= Bettina Korek =

American arts advocate (born 1978)

Bettina Korek (born 1978) is an American arts advocate, writer, and the founder of ForYourArt, a public practice organization based in Los Angeles. She founded ForYourArt a platform to produce and distribute artists’ work. Korek is also a member of the Los Angeles County Arts Commission

==Early life and education==

Bettina Korek was born and raised in Southern California. She grew up in Van Nuys, a suburb of Los Angeles and later in Westwood, to a father in finance and a mother in graphic design. Her mother often took her on trips “up over the hill” to Los Angeles County Museum of Art (LACMA) and instilled in her a deep passion for the arts. Korek studied art history at Princeton University and spent a year studying French in Paris. She returned to Los Angeles after graduation to work in the prints and drawing department of LACMA, where she worked for Kevin Salation. Korek founded ForYourArt to create more public engagement with the growing Los Angeles art scene.

==Career==

=== ForYourArt ===
Korek founded ForYourArt to create more public engagement with the growing Los Angeles art scene. The company, which launched in 2006, publishes a weekly newsletter listing art-related events and cultural happenings in Los Angeles. From 2011 to 2015, ForYourArt operated a brick-and-mortar space in mid-city Los Angeles that hosted short-term events and exhibits in coordination with museums and other partners around the city. The inaugural event was a 24-hour donut buffet in collaboration with LACMA's 24-hour screening of Christian Marclay's The Clock. In 2013 as part of the Hammer Museum’s Arts ReStore LA project, Bettina Korek and ForYourArt transformed an empty Westwood Boulevard storefront into a temporary gallery titled Give Good Art.

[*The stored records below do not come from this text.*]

PR #2500, opened 2022-12-16
Fix `DateSplitter` for multiples of base frequencies

### LINKED ISSUE #2499: Incorrect test split start point and length when using frequency with unit >1
## Description
(A clear and concise description of what the bug is.)

The behaviour of ```split``` is not as expected when using a dataset and split point with frequency that has larger unit than 1, e.g. 30T, 6M, etc. This causes the training set length and test set lengths to be incorrect.

This likely stems from the ```to_integer_slice``` function not behaving as expected when sliced with ```pd.Period``` with frequency that is larger than 1 unit, e.g. 30T, 6M, etc. Related issue: #1833 but code seems to have changed significantly since.

Issue seems to be due to this. Could consider doing something like ```start_offset = (slice_.start - start).n // pd.tseries.frequencies.to_offset(start.freq).n```.
https://github.com/awslabs/gluonts/blob/cac5e6b91cbd545c0811b20849290e9215c1b822/src/gluonts/dataset/split.py#L111
https://github.com/awslabs/gluonts/blob/cac5e6b91cbd545c0811b20849290e9215c1b822/src/gluonts/dataset/split.py#L122

## To Reproduce

```python
import pandas as pd
import numpy as np

n = 100
split_n = 20
freq = '30T'
date = "2015-04-07 00:00:00"

df = pd.DataFrame(np.random.randn(n), index=pd.period_range(date, periods=n, freq=freq))
dataset = PandasDataset(df, target=0)
split_date = pd.Period(date, freq=freq) + pd.to_timedelta(freq) * (split_n - 1)
training_dataset, test_template = split(
    dataset, date=split_date
)
print(df.index[0])
print(split_date)
print(df.index[-1])
print(next(iter(training_dataset))['target'].shape)
print(next(iter(test_template.generate_instances(prediction_length=6)))[0]['target'].shape)
print(next(iter(test_template.generate_instances(prediction_length=6)))[1]['target'].shape)
```

```
2015-04-07 00:00
2015-04-07 09:30
2015-04-09 01:30
(100,)
(100,)
(0,)
```

## Expected message
```
2015-04-07 00:00
2015-04-07 09:30
2015-04-09 01:30
(20,)
(20,)
(6,)
```

## Environment
- GluonTS version: 0.11.4

lostella:
*Issue #, if available:* Fixes #2499 

*Description of changes:*
- Simplify the logic of date splitting, by using the newly introduced `periods_between`
- Render `to_integer_slice` pointless (can be removed in a separate breaking change)
- Also render `TimeSeriesSlice` pointless (`slice_data_entry` is sufficient)
- Extend and consolidate tests

### DIFF
--- a/src/gluonts/dataset/split.py
+++ b/src/gluonts/dataset/split.py
@@ -76,9 +76,23 @@ from dataclasses import dataclass
 from typing import Generator, Optional, Tuple
 
 import pandas as pd
+from pandas.tseries.frequencies import to_offset
 
 from gluonts.dataset import Dataset, DataEntry
 from gluonts.dataset.field_names import FieldName
+
+
+def periods_between(
+    start: pd.Period,
+    end: pd.Period,
+) -> int:
+    """
+    Counts how many periods fit between ``start`` and ``end``
+    (inclusive).
+
+    The frequency is taken from ``start``.
+    """
+    return ((end - start).n // to_offset(start.freq).n) + 1
 
 
 def to_positive_slice(slice_: slice, length: int) -> slice:
@@ -277,7 +291,7 @@ class OffsetSplitter(AbstractBaseSplitter):
     offset: int
 
     def training_entry(self, entry: DataEntry) -> DataEntry:
-        return TimeSeriesSlice(entry)[: self.offset]
+        return slice_data_entry(entry, slice(None, self.offset))
 
     def test_pair(
         self, entry: DataEntry, prediction_length: int, offset: int = 0
@@ -286,17 +300,19 @@ class OffsetSplitter(AbstractBaseSplitter):
         if self.offset < 0 and offset_ >= 0:
             offset_ += len(entry)
         if offset_ + prediction_length:
-            return (
-                TimeSeriesSlice(entry, prediction_length)[:offset_],
-                TimeSeriesSlice(entry, prediction_length)[
-                    offset_ : offset_ + prediction_length
-                ],
-            )
+            input_slice = slice(None, offset_)
+            label_slice = slice(offset_, offset_ + prediction_length)
         else:
-            return (
-                TimeSeriesSlice(entry, prediction_length)[:offset_],
-                TimeSeriesSlice(entry, prediction_length)[offset_:],
-            )
+            input_slice = slice(None, offset_)
+            label_slice = slice(offset_, None)
+        return (
+            slice_data_entry(
+                entry, input_slice, prediction_length=prediction_length
+            ),
+            slice_data_entry(
+                entry, label_slice, prediction_length=prediction_length
+            ),
+        )
 
 
 @dataclass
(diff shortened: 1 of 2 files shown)


src/gluonts/dataset/split.py
```diff
@@ -81,6 +81,13 @@
 from gluonts.dataset.field_names import FieldName
 
 
+def ceildiv(a, b):
+    """
+    Ceiling division between ``a`` and ``b``.
+    """
+    return -(a // -b)
```
jaheba: What sorcery is this?

jaheba: I guess it's the same as

```py
sum(divmod(a, b))
```

test/dataset/test_split.py
```diff
@@ -238,3 +303,137 @@ def test_split(dataset, date, offset, windows, distance, max_history):
...
+#         {
+#             "start": pd.Period("2015-04-07 00:00:00", freq="30T"),
+#             "target": np.random.randn(100),
+#         },
+#         pd.Period("2015-04-07 10:00:00", freq="30T"),
+#         (21,),
+#         6,
+#         (21,),
+#         (6,),
+#     )
```
jaheba:
```suggestion
# if __name__ == "__main__":
#     test_split_date_multiple_base_freq(
#         {
#             "start": pd.Period("2015-04-07 00:00:00", freq="30T"),
#             "target": np.random.randn(100),
#         },
#         pd.Period("2015-04-07 10:00:00", freq="30T"),
#         (21,),
#         6,
#         (21,),
#         (6,),
#     )
```

src/gluonts/dataset/split.py
jaheba: Ah, no, of course not.

src/gluonts/dataset/split.py
```diff
@@ -108,7 +115,10 @@ def to_integer_slice(slice_: slice, start: pd.Period) -> slice:
         return slice_
 
     if isinstance(slice_.start, pd.Period):
-        start_offset = (slice_.start - start).n
+        start_offset = ceildiv(
+            (slice_.start - start).n,
+            pd.tseries.frequencies.to_offset(start.freq).n,
+        )
```
jaheba: I think importing it like `from .. import to_offset` makes this easier to read.

src/gluonts/dataset/split.py
lostella: Python's `//` is the floor division, that's the usual integer division where `7 // 2 == 3` for example.

This is the ceiling division, where `7 // 2 == 4`, that is the quotient is rounded up (if it's not a whole number).

src/gluonts/dataset/split.py
```diff
@@ -322,11 +334,12 @@ def training_entry(self, entry: DataEntry) -> DataEntry:
     def test_pair(
         self, entry: DataEntry, prediction_length: int, offset: int = 0
     ) -> Tuple[DataEntry, DataEntry]:
-        date = self.date.asfreq(entry[FieldName.START].freq)
         return (
-            TimeSeriesSlice(entry, prediction_length)[: date + offset],
+            TimeSeriesSlice(entry, prediction_length)[: self.date + offset],
             TimeSeriesSlice(entry, prediction_length)[
```
lostella: I would actually get rid of the `TimeSeriesSlice` class, but maybe in a separate PR (so this one is not breaking)

src/gluonts/dataset/split.py
lostella: Addressed

src/gluonts/dataset/split.py
jaheba: +1

jaheba (approved):

src/gluonts/dataset/split.py
```diff
@@ -76,11 +76,25 @@
...
+    start: pd.Period,
+    end: pd.Period,
+) -> int:
+    """
+    Counts how many periods fit between ``start`` and ``end``
+    (inclusive).
+
+    The frequency is taken from ``start``.
+    """
+    return ((end - start).n // to_offset(start.freq).n) + 1
```
jaheba, line 95: Why do you need to call to_offset here?

src/gluonts/dataset/split.py
```diff
@@ -76,11 +76,25 @@
...
 from gluonts.dataset import Dataset, DataEntry
 from gluonts.dataset.field_names import FieldName
 
 
+def periods_between(
+    start: pd.Period,
+    end: pd.Period,
+) -> int:
+    """
+    Counts how many periods fit between ``start`` and ``end``
```
jaheba, line 90: Should be "count ...". 

I think an example would be great

src/gluonts/dataset/split.py
lostella: Yeah I think this can be removed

=== Positions and affiliation ===
Korek has organized gallery programs for the Getty´s Pacific Standard Time initiative.

Since 2011 Korek has been a member of the Los Angeles County Arts Commission and served as its president from 2016 to 2017.

In 2019 Frieze Fairs was launched in Los Angeles with Korek as executive director of the Southern California fair.

In March 2020 Korek replaced Yana Peel as chief executive of the Serpentine Galleries.